Scan the entries below for the word "conflict", then copy each line that holds it.

Items from a dataset:
========================================
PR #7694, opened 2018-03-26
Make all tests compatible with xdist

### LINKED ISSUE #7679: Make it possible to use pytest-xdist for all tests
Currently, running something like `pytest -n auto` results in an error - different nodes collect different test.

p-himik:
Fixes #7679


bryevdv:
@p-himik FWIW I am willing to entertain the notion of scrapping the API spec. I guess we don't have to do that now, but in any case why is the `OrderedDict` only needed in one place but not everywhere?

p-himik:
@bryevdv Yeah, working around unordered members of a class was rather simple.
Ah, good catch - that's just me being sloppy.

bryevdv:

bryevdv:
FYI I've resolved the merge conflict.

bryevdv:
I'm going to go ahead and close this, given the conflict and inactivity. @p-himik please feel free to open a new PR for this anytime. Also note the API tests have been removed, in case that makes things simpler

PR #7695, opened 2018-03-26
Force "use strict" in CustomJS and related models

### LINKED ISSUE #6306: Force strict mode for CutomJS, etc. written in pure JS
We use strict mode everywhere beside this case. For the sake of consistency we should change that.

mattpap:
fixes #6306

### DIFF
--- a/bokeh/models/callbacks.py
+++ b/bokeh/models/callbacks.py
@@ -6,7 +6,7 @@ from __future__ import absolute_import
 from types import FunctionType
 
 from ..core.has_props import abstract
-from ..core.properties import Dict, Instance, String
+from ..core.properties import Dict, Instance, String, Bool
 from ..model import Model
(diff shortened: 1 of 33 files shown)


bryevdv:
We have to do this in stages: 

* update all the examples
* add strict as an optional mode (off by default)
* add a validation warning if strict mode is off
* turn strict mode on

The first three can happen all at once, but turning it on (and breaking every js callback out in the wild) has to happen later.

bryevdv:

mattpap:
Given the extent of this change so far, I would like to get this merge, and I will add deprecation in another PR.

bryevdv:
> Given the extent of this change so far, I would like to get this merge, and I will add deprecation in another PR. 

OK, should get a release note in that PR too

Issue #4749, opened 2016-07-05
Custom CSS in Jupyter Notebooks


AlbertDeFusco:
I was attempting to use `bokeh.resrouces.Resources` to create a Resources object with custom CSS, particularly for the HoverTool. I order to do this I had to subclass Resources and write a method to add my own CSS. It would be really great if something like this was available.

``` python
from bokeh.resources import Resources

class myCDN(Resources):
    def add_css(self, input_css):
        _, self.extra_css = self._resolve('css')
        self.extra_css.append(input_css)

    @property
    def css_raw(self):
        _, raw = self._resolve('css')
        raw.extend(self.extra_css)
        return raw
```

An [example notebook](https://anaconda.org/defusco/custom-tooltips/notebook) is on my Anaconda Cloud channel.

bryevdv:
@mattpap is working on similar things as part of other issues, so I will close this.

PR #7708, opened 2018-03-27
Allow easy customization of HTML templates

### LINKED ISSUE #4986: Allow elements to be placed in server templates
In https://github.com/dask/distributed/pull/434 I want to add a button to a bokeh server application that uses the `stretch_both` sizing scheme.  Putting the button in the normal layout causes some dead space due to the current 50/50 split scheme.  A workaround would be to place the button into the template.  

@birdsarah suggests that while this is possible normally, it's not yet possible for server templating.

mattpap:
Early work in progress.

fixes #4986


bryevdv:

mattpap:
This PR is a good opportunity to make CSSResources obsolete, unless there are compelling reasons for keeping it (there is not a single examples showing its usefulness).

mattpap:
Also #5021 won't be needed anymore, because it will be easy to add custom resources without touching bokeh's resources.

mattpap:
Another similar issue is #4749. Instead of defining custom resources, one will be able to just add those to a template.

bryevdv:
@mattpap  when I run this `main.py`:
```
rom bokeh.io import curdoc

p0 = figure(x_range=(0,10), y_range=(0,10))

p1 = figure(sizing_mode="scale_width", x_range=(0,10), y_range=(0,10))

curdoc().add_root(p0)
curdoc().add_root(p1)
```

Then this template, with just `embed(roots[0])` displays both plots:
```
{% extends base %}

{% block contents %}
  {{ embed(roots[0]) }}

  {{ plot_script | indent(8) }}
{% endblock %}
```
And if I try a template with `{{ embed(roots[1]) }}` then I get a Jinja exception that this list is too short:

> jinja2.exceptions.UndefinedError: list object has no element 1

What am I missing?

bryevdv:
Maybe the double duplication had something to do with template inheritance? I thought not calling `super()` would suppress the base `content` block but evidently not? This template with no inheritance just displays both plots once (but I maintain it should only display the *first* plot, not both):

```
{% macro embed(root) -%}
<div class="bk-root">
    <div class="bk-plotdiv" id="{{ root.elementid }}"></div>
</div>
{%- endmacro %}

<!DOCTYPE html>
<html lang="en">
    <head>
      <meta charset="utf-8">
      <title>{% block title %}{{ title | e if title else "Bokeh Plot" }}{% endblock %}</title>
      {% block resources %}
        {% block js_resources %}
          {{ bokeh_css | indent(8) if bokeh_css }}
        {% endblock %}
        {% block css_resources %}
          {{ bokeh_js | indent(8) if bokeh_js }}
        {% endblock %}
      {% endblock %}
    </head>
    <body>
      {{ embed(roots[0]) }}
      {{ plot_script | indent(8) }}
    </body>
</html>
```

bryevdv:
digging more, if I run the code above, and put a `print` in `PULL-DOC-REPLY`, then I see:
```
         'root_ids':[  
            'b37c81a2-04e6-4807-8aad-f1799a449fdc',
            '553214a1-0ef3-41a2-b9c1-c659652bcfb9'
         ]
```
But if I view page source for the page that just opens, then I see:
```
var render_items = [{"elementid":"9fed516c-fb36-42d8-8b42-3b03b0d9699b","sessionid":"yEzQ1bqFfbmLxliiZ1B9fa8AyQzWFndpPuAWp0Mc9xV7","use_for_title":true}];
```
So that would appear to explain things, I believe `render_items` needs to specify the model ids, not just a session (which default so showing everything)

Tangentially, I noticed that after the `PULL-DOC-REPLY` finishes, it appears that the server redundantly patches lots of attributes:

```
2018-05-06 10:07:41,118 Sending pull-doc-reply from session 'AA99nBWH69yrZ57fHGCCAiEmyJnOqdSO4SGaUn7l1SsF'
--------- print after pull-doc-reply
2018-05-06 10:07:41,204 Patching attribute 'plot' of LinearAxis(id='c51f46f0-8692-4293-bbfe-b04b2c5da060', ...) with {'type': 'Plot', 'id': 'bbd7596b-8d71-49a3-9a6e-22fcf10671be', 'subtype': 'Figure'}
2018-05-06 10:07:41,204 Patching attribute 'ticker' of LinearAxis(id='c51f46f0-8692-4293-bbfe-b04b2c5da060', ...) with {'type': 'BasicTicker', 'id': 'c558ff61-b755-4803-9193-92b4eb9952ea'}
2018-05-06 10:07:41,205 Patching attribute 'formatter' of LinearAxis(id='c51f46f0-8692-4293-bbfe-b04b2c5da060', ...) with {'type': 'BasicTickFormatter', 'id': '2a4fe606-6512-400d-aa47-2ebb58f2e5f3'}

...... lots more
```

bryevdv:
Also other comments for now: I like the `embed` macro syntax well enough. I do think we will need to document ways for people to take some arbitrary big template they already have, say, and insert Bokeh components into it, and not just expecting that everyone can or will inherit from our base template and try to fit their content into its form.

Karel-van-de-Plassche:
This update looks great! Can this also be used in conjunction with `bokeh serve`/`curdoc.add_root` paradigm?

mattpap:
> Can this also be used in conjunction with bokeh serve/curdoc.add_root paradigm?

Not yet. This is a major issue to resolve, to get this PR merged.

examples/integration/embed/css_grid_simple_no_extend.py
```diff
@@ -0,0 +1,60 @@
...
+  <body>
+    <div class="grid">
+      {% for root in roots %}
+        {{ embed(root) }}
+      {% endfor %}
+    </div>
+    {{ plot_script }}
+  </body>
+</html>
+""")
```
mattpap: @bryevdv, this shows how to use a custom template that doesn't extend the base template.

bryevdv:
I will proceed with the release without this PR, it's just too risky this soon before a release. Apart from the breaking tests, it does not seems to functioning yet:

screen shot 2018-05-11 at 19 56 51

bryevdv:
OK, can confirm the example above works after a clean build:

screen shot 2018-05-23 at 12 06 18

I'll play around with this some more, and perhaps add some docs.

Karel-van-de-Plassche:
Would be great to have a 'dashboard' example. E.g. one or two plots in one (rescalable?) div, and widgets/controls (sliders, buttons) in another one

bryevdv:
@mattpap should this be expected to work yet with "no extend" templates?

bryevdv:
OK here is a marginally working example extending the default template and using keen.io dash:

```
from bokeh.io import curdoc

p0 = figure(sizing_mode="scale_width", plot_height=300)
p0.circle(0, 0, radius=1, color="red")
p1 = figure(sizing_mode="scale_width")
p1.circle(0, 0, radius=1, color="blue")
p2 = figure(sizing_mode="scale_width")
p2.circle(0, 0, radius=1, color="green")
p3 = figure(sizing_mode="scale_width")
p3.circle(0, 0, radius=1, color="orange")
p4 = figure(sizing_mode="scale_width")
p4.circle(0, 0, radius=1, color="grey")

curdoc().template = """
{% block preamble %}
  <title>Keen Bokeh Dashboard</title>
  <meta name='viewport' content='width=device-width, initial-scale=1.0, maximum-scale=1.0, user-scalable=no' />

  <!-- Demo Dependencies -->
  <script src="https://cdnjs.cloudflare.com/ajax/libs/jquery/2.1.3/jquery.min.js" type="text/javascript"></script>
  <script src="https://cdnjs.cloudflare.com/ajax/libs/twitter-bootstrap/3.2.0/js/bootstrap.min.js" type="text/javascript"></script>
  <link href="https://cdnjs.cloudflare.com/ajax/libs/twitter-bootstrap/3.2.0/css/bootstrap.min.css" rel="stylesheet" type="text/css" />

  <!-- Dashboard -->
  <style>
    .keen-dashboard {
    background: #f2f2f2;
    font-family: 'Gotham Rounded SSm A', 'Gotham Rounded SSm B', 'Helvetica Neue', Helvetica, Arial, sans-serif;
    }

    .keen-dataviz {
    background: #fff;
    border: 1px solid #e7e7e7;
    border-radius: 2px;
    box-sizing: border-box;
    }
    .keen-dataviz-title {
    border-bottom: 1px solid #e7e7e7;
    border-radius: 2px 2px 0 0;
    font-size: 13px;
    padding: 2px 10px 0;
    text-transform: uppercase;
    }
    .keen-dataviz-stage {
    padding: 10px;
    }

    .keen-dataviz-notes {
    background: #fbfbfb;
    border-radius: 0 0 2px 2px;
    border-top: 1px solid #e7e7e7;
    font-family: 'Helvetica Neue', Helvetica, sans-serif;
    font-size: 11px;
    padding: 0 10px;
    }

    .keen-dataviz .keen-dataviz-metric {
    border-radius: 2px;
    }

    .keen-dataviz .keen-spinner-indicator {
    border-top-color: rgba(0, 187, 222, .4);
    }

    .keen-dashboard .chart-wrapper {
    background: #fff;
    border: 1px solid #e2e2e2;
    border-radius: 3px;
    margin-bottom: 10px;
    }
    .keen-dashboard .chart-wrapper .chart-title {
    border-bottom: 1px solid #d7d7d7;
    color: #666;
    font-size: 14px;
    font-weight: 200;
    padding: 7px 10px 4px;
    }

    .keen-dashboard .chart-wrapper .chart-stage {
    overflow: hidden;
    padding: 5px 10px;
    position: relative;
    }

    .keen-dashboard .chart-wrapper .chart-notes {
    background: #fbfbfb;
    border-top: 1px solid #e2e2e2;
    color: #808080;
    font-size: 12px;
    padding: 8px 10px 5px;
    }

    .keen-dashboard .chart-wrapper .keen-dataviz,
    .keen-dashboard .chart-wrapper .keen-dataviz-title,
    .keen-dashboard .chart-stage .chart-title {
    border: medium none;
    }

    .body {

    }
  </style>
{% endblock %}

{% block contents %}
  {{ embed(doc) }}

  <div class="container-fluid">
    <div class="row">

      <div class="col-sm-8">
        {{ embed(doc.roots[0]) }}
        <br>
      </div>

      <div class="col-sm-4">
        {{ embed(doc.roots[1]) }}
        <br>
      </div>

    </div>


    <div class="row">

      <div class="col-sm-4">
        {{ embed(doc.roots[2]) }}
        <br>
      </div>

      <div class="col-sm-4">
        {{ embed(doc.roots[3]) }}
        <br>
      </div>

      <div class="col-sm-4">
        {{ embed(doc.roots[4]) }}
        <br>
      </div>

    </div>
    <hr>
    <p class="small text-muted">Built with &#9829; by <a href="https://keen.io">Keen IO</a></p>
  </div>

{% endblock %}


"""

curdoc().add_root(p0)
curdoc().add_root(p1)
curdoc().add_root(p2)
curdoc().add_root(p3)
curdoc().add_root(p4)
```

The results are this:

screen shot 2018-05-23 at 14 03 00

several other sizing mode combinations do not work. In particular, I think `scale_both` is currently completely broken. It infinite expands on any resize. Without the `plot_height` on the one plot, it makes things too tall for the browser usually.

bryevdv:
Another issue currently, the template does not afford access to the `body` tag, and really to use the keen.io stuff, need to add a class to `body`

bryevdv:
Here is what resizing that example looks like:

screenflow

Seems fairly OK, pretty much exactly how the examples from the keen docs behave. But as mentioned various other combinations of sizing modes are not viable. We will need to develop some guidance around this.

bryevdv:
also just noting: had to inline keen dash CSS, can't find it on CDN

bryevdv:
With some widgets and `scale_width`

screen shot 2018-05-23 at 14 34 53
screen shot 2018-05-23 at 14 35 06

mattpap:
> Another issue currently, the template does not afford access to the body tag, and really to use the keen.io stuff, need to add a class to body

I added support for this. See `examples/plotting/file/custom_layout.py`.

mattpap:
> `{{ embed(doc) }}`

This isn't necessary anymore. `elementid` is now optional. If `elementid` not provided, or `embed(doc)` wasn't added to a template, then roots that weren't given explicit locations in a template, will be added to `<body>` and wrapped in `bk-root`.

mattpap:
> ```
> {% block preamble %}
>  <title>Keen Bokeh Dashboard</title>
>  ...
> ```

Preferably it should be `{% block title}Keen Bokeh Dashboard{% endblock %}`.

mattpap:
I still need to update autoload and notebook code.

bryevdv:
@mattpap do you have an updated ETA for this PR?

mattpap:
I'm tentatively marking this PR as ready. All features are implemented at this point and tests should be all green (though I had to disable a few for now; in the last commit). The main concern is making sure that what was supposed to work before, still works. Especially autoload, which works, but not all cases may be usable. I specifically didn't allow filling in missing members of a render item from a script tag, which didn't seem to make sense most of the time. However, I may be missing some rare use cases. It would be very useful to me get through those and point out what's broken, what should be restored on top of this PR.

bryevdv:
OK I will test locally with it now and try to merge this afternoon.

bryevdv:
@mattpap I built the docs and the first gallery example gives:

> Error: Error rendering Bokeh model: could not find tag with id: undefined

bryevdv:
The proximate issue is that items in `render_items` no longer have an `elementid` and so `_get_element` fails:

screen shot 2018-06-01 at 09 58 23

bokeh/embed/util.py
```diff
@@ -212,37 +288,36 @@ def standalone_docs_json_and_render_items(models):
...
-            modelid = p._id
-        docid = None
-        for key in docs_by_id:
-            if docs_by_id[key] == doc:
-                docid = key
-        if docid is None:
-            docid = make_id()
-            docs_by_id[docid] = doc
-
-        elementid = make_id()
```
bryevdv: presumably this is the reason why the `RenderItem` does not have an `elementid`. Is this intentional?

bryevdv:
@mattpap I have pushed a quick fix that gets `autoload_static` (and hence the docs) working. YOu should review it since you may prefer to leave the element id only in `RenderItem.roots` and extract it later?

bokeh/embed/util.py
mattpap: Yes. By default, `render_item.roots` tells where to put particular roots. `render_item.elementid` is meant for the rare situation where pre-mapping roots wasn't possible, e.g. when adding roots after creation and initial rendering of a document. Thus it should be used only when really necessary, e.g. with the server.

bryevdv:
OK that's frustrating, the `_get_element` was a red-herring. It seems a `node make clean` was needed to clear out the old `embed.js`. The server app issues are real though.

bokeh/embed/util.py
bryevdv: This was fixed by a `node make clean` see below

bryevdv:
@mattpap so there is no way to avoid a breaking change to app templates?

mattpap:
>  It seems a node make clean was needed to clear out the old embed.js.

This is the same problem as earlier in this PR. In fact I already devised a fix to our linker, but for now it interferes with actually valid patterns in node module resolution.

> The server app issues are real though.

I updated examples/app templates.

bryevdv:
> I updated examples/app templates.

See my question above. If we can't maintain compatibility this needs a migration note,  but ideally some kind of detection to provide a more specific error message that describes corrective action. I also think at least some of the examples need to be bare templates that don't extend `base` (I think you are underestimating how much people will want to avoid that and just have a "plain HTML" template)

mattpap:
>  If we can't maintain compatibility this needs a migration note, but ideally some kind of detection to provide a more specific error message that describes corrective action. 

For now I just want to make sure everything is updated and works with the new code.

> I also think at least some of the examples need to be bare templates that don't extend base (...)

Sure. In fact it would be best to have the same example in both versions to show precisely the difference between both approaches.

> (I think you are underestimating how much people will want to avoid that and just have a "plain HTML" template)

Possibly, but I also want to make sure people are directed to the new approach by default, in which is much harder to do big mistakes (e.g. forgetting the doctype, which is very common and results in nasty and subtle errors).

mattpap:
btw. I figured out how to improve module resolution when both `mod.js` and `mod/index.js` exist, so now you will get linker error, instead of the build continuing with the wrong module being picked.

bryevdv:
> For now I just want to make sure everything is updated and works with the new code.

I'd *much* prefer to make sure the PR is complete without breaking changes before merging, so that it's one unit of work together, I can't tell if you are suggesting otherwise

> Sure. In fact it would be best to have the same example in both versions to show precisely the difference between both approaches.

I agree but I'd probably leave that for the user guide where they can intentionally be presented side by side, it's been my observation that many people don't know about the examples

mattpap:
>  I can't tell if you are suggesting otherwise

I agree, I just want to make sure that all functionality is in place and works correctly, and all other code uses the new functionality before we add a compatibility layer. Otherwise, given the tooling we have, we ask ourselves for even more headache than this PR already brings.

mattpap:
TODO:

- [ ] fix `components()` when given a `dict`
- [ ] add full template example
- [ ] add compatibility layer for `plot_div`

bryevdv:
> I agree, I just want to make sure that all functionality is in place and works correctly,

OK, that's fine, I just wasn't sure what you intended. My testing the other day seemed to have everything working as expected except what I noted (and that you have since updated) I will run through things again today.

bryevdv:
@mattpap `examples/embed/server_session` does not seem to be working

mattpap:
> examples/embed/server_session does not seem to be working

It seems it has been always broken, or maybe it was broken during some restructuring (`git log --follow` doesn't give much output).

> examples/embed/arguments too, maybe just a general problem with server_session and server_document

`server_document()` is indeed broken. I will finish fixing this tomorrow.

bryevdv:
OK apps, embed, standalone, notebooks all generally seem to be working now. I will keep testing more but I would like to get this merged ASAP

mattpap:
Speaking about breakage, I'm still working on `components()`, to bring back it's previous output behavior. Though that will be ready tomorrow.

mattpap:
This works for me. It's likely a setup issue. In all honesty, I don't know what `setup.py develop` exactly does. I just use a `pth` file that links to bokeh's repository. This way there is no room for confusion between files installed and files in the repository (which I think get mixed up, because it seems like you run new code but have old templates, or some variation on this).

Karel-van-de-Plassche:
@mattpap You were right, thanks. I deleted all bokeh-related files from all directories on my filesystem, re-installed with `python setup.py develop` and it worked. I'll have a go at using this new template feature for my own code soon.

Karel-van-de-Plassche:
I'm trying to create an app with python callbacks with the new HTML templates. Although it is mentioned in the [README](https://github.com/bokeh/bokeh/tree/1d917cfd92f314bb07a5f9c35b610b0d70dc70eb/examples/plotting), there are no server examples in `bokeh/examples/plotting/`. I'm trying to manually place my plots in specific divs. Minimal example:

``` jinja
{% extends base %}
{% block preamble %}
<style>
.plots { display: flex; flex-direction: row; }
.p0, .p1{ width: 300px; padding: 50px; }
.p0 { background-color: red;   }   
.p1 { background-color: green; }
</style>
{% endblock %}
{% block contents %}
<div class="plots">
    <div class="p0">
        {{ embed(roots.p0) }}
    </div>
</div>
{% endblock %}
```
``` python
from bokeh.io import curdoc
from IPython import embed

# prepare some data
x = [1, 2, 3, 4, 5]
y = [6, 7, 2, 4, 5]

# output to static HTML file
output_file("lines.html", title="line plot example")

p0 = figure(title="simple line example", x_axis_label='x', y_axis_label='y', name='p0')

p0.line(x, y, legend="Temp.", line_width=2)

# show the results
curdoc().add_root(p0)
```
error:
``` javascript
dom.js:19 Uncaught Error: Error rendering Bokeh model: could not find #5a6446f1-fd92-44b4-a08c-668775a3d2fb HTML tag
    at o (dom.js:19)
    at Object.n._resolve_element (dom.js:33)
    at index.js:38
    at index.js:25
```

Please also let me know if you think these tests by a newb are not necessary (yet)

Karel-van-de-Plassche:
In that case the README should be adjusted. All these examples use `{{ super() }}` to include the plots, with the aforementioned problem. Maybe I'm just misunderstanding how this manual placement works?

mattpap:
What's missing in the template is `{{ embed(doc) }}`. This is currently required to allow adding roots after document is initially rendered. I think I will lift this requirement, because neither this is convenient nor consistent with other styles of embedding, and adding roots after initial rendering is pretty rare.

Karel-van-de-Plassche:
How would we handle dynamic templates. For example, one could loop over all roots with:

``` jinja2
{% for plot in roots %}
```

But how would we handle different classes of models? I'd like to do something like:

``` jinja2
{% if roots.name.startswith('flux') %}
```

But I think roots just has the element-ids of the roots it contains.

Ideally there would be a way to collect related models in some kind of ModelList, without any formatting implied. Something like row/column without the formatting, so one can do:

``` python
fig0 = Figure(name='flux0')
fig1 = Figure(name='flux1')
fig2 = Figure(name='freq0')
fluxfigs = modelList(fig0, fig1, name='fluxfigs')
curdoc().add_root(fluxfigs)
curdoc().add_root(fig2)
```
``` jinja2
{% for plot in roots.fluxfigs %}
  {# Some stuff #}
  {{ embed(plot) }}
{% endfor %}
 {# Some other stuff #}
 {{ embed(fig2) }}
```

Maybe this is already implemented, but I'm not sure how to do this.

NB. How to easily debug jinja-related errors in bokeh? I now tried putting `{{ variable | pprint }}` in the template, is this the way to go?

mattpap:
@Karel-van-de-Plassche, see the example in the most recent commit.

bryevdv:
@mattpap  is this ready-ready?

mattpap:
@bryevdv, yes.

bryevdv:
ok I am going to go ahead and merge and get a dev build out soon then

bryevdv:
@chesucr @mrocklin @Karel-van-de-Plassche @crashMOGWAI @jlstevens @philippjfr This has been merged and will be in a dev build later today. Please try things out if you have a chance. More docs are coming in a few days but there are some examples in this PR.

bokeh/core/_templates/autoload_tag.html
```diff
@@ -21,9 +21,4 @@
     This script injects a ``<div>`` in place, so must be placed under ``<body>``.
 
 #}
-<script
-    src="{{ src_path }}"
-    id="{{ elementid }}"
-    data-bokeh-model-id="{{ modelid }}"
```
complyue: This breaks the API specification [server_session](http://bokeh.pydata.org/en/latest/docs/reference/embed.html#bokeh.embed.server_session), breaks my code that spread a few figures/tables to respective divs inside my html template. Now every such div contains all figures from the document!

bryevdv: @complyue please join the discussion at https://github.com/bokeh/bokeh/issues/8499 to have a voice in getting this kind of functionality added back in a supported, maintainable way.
========================================
# [The completed task]
FYI I've resolved the merge conflict.
I'm going to go ahead and close this, given the conflict and inactivity. @p-himik please feel free to open a new PR for this anytime. Also note the API tests have been removed, in case that makes things simpler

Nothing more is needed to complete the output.